The exhibition at the Design Museum also contains a nostalgic but nudge-nudge facsimile of Archigram's actual original work space, ('office' would be too much of a euphemism), there amidst the Rapidograph pens, discarded Letraset samples, and Barbour Index rejects. Many studio reconstructions by curators convey to the public a lack of authenticity, but this collision of primary colours has the ring of truth. Peter Cook and Dennis Crompton made sure of that, assisting curator James Peto in achieving maximum authenticity.

The exhibits, since the Kunsthalle, Vienna extravaganza of 1994, have reduced in number. Some of the models have gone but the show, as compressed into the first floor galleries of the Design Museum, retains all the powerful impact of the seminal content that has in this form travelled the world. The exhibition rivals that in Paris, which followed Vienna, although the location there within the Pompidou Centre, served as a reminder of the powerful influence Archigram have had on their contemporaries.

The visitors seem to divide into two main groups. First, the curious from the generation that came after - those who were quite deliberately disengaged from all this charisma by their seriously job-oriented practice-builders of the 1970s, and in this group must be included the post-Venturi rationalists. Curious, in this Proustian time-slip, because they stand wondering where it all passed them by. Then, there is the new generation of students, from up and down the country, who examine ruthlessly the superb technique of Herron, Cook, Crompton et al and find it to be a prediction of so much that has happened since. Prominent here are Peter Cook's and Colin Fournier's students from the Bartlett School of Architecture, University College London as well as bemused Architectural Association students (who realise now that it did not all happen at the AA, but only briefly in passing there). In addition to these blocs, there are the history/theory aficionados, who now realise that Archigram has been a major milestone in the development of architectural awareness throughout the 20th century. Many of these are European or Japanese, engaged in a searching enquiry as to where and how British architecture lost the plot. Dominating one end wall of the galleries is the vast reproduction of Ron Herron's 'Walking City' (1964). Finally, providing a superb, green climacteric at the final wall before one leaves the exhibition is Peter Cook's dramatic pointer of the way into an environment of total, built-but-growing landscape, 'Sponge City' (1974). This constitutes a mural of several panels, over two metres high at the two peaks, and some five metres long. This last exhibit shows, as never before, that Cook anticipated always in his work the way in which the future must happen now, 'Now' (then) was 1974, and Cook was typically forecasting the many possible ways in which cities would be absorbed within the growing landscape. This is precisely what we find beginning to happen in the 21st century.
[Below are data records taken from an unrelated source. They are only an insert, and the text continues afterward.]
PR #411, opened 2022-07-18
Cross-link the Teams page from the Governance page

YuriSizov:
This removes the note that teams will be published in the future (already published) and adds a link to the page. Swapped the first "Teams" for "Engine teams" so that the link stands out more.


akien-mga (approved):

akien-mga:
Thanks!

PR #413, opened 2022-07-18
Move the About link in the header to reduce significance

YuriSizov:
The "About" link is less important than other links in there, so this PR moves it deeper to the right (and mobile-only direct "Showcase" link is brought towards the top in turn). Assets is still right-most, though, because it catches the eye better like that, being on the border.

image


akien-mga (approved):

akien-mga:
Thanks!

PR #415, opened 2022-07-21
Update XR support section on Features page

dsnopek:


themes/godotengine/pages/features.htm
```diff
@@ -234,8 +234,11 @@ <h2>XR support</h2>
 	  <p>Godot makes cross-platform Augmented and Virtual Reality development easy.</p>
 
 	  <ul>
-		<li><strong>Plugin structure</strong> gives access to various SDKs such as the OpenVR, OpenXR and Oculus SDKs. Godot works with HTC Vive, Valve Index, Oculus Rift, Oculus Go, Oculus Quest, all Microsoft MR headsets, and many more.</li>
-		<li><strong>ARKit support</strong> is directly available in the iOS build.</li>
+		<li><strong>Works with many headsets</strong> including the Meta Quest, Valve Index, HTC Vive, Oculus Rift, all Microsoft MR headsets, and many more.</li>
+		<li><strong>Support for OpenXR</strong>, an emerging open standard, that most hardware vendors are moving to.</li>
+		<li><strong>Plugin structure</strong> gives access to various proprietary SDKs, such as OpenVR (SteamVR) and the legacy Oculus SDKs.</li>
+		<li><strong>WebXR</strong> allows developing AR and VR experiences accessible via a web browser.</li>
+		<li><strong>ARKit</strong> allows creating AR experiences on iOS.</li>
```
YuriSizov:
```suggestion
		<li>Ready for AR and VR experiences in a web browser with <strong>WebXR</strong> and AR experiences on iOS with <strong>ARKit</strong>.</li>
```

Maybe put those together to get read of a repeated pattern?

YuriSizov (approved):
I think texts are good, though I'd probably do the change I've mentioned in the comment.

themes/godotengine/pages/features.htm
dsnopek: Hm. They are two very different features, though. Maybe there's another way to keep them as separate bullet points but get rid of the repetition? I'll think about this a bit...

YuriSizov: I get that from the technical POV they are different, but I think for creating interest in users and for marketing the main point here is "We support XR on web and mobile too!". But if you want to keep them separate, but give them more flavor, go ahead. Let's wait for other to review this anyway

dsnopek: Well, my original hope was to give OpenXR and WebXR the most prominence, since they are open standards and will (eventually) be both supported in Godot core. But it just sort of turned out to flow better talking about supported headsets first then OpenXR, but I couldn't jump straight to WebXR, because the note about plugins for proprietary APIs only makes sense right after OpenXR. And now WebXR is down at the bottom with ARKit :-)

I've pushed some changes that make the wording on the WebXR and ARKit lines more unique. And it makes space for changing the last line to be:

```html
<li><strong>ARKit</strong> and <strong>ARCore</strong> allow creating AR apps for iOS and Android.</li>
```

... if the ARCore stuff ever gets cleaned up and finished :-)

Please let me know what you think!

themes/godotengine/pages/features.htm
```diff
@@ -234,8 +234,11 @@ <h2>XR support</h2>
 	  <p>Godot makes cross-platform Augmented and Virtual Reality development easy.</p>
 
 	  <ul>
-		<li><strong>Plugin structure</strong> gives access to various SDKs such as the OpenVR, OpenXR and Oculus SDKs. Godot works with HTC Vive, Valve Index, Oculus Rift, Oculus Go, Oculus Quest, all Microsoft MR headsets, and many more.</li>
-		<li><strong>ARKit support</strong> is directly available in the iOS build.</li>
+		<li><strong>Works with many headsets</strong> including the Meta Quest, Valve Index, HTC Vive, Oculus Rift, all Microsoft MR headsets, and many more.</li>
+		<li><strong>Support for OpenXR</strong>, an emerging open standard, that most hardware vendors are moving to.</li>
```
Calinou:
```suggestion
		<li><strong>Support for OpenXR</strong>, an emerging open standard that most hardware vendors are moving to.</li>
```

Calinou (approved):
Thanks!

PR #430, opened 2022-08-14
Fix City Game Studio trailer URL on showcase page

xsellier:
The video ID is TODO actually while the original trailer should be `hcRDBdvtuVQ`.

See the original trailer: https://www.youtube.com/watch?v=hcRDBdvtuVQ

Cheers


Calinou (approved):
Thanks!

PR #431, opened 2022-08-15
Update City Game Studio details

xsellier:
The game left early access in August 2021
It is also available on GOG since June 2022


YuriSizov (approved):

YuriSizov:
Thanks!

PR #433, opened 2022-09-14
improve search bar

alexfriesen:
This PR replaces the iframe search bar on the news page with a simple form which can be fully customised.

Everything should work the same as before.

### Preview:
image


Calinou:
Looks good to me, but make sure to use a dark color for the search bar background on the dark theme. It looks quite jarring otherwise.

alexfriesen:
Thanks for your reply.
I changed the styling a little.

### Preview:
---
image
image

YuriSizov:
So I noticed a regression because of this PR. It modified some styles that weren't actually valid before and didn't apply to anything (or at least didn't apply to some things), but now they do. See the giant spacing here:

chrome_2022-11-26_00-07-33

I'll look into it, so this is just noting.

PR #444, opened 2022-10-10
Article Page improvements

alexfriesen:
This will add round borders to images, videos, iframes and code.

Also headlines will have a word-break.

### DIFF
--- a/themes/godotengine/layouts/article.htm
+++ b/themes/godotengine/layouts/article.htm
@@ -30,6 +30,7 @@ categoryPage = "article"
   pre {
     background: var(--codeblock-background-color);
     color: var(--codeblock-color);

The five original Archigram (Chalk, Herron, Cook, Crompton and Webb) members were uniquely visionary, in a manner not seen since the Russian Constructivist, or the related Italian Futurist Movement. But their documentation was dramatically superior to both, as Banham knew. There was here no political agenda, but a distinctive brand of youthful realism fuelled by an unbreakable group dynamic. Yes, as Arata Isozaki said, shockwaves they make. And so will continue to do.

But, there is a deficit. Architects still fail to acknowledge this work to the extent that they ought. Theorists are still defensively dismissive. The Big Book on Archigram, steered along as an initial project by Dr Sutherland Lyall (endless meetings with Butterworth-Heinemann in the late 1980s) could still happen. And meanwhile, the Archigram Archive has been miraculously preserved, extended, and curated by Dennis Crompton with Lyall in waiting. It is fortunate to be still in this country; it could be at risk, but at least a majority of the members are still around, complete with Gold Medal.